### WHAT THE TASK REQUIRES
From the entries below, count the lines with "will". Write only the count.

::::::

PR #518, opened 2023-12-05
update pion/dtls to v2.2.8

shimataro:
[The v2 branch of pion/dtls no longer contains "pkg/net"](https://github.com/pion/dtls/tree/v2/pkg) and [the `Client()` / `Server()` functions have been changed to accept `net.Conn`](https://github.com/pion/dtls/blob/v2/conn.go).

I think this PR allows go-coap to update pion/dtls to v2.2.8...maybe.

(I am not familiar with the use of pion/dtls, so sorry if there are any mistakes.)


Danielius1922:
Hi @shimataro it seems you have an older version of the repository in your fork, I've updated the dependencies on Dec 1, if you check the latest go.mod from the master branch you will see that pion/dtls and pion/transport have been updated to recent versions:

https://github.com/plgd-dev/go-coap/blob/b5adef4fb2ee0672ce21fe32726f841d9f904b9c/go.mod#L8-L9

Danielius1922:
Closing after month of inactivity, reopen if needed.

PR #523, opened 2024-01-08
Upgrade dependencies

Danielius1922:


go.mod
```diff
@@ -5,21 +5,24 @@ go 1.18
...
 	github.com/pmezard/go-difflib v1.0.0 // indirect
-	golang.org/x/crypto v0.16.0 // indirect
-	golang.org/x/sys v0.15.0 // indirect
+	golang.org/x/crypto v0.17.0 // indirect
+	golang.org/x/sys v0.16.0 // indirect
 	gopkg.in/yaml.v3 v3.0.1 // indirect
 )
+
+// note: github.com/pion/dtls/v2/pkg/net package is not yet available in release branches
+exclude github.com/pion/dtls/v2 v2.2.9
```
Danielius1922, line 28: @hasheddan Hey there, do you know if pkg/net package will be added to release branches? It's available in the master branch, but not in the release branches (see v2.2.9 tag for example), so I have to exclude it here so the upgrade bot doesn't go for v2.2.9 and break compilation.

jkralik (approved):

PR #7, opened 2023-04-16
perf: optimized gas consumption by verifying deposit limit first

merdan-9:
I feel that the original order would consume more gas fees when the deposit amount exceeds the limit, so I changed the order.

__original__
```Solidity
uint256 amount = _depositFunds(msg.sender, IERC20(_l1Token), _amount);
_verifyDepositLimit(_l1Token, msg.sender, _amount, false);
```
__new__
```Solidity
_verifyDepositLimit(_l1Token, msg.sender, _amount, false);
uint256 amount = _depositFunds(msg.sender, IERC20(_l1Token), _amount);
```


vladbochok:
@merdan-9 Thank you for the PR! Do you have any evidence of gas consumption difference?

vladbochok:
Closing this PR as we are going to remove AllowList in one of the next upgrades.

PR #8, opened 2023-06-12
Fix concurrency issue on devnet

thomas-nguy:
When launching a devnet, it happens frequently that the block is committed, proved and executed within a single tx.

::::::

### EXERCISE RESULT
2